I am doing statistical analysis for a dataset using GLM in R. Basically the predictor variables are: "Probe"(types of probes used in the experiment - Factor with 4 levels), "Extraction"(types of extraction used in the experiment - Factor with 2 levels), "Tank"(the tank number that the sample is collected from - integers from 1 to 9), and "Dilution"(the dilution of each sample - numbers: 3.125, 6.25, 12.5, 25, 50, 100). The response is the number of positive responses ("Positive") obtained from a number of repetition of the experiment ("Rep"). I want to assess the effects of all predictor variables (and their interactions) on the number of positive responses, so I tried to fit a GLM model like this:
y<-cbind(mydata$Positive,mydata$Rep - mydata$Positive)
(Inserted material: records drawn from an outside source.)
PR #6589, opened 2021-08-03
Marking Account's Address as 'undeliverable' reflects the same value on the Address record

dfuller114:
# Critical Changes

# Changes
 - When a user selects or deselects the Undeliverable Billing Address field on an Account record, the Undeliverable Address field on the related Address record is updated with the same value.

# Issues Closed

# Community Ideas Delivered

# New Metadata

# Deleted Metadata


dfuller114:
In this PR, the first two commits are to check for Advancement in our new integration test classes. If we don't do this, our tests for address management will fail in an org where GEM is installed because GEM uses EDA's address management framework when addresses are created/updated/deleted.

lparrott (approved):
Nice job with this, the change itself works great and there's some good code cleanup in here as well. I just had a few comments, nothing stopping this from moving to QE.

force-app/main/default/classes/HouseholdsApp.cls
```diff
@@ -58,57 +58,45 @@ public inherited sharing class HouseholdsApp {
...
-    * @param listAcc a list of Accounts
-    * @param dmlWrapper to hold the Addresses that need creating
-    ********************************************************************************************************/
-    private void createAddrFromAcc(List<Account> listAcc,
-            TDTM_Runnable.DmlWrapper dmlWrapper) {
-        List<Address__c> listAddr = new List<Address__c>();
-        for (Account acc : listAcc) {
-            NPSP_Address npspAddress = new NPSP_Address(acc);
-            listAddr.add(npspAddress.getRecord());
+    private List<Account> getNewAccountsWithAddressesToCreate(Accounts accounts) {
```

model1<-glm(y~Probe*Extraction*Dilution*Tank, family=quasibinomial, data=mydata)
But I was later advised by my supervisor that the "Tank" predictor variable should not be treated as a level-based variable. i.e. it has values of 1 to 9, but it's just the tank label so the difference between 1 and, say, 7 is not important. Treating this variable as factor would only make a large model with bad results. So how to treat the "Tank" variable as a random factor and include it in the GLM?
Thanks
It is called a "mixed effect model". Check out the lme4 package.
library(lme4)
glmer(y~Probe + Extraction + Dilution + (1|Tank), family=binomial, data=mydata)
Also, you should probably use + instead of * to add factors. * includes all interactions and levels of each factor, which would lead to a huge overfitting model. Unless you have a specific reason to believe that there is interaction, in which case you should code that interaction explicitly.